Efficient and Effective Table-Centric Table Union Search in Data Lakes

In data lakes, information on the same subject is often fragmented across multiple tables. Table union search aims to find the top-k tables that can be unioned with a query table to extend it with more rows, without relying on metadata or ground-truth labels.
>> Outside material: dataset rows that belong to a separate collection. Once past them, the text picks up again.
PR #625, opened 2023-04-26
refactor: no more warning code in repo

Toxer10:
image


package.json
```diff
@@ -111,9 +111,9 @@
     "test:coverage": "craco test --coverage --watchAll=false",
     "test:update": "craco test --updateSnapshot",
     "eject": "react-scripts eject",
-    "lint": "npm run lint:config && npm run lint:src ",
+    "lint": "npm run lint:config && npm run lint:src",
     "lint:config": "eslint .",
```
rangoo94, line 115: Probably could be the same for `config`

rangoo94 (commented):
It looks good for me. @pavloburchak, @haneabogdan - any objections? :)

package.json
Toxer10: OK, let's add it also there. Did not add it at first because we don't usually use `lint:config` directly. But it's not a big deal

rangoo94: We use `lint` which calls it, so it would not have `--max-warnings=0` otherwise

haneabogdan (approved):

Existing methods are mainly column-centric: they focus on modeling column unionability scores using column embeddings, which are then used throughout the search process for column matching, filtering, and aggregation. However, this overlooks holistic table-level semantics, which may result in suboptimal rankings and inefficiencies. We introduce TACTUS, a novel table-centric method for table union search. Unlike prior work that searches from columns to tables, we search in a table-first way and examine columns only in the final step. During offline processing, we directly generate table embeddings for holistic, table-level unionability scoring by designing table-level representation techniques, including positive table pair construction to simulate unionable tables, two-pronged negative table sampling to avoid latent positives and mine hard negatives to enhance representation quality, and attentive table encoding for effective embeddings. During online search, we first develop a table-centric adaptive candidate retrieval method that efficiently selects a compact, high-quality candidate pool by leveraging the distribution of table-level unionability scores induced by table embeddings. We then inspect columns only within this compact candidate set and design a dual-evidence reranking technique that integrates table-level and column-level scores to refine the final top-k results. Extensive experiments on real-world datasets show that TACTUS significantly improves result quality while being much faster than existing methods in both offline and online processing, often by an order of magnitude.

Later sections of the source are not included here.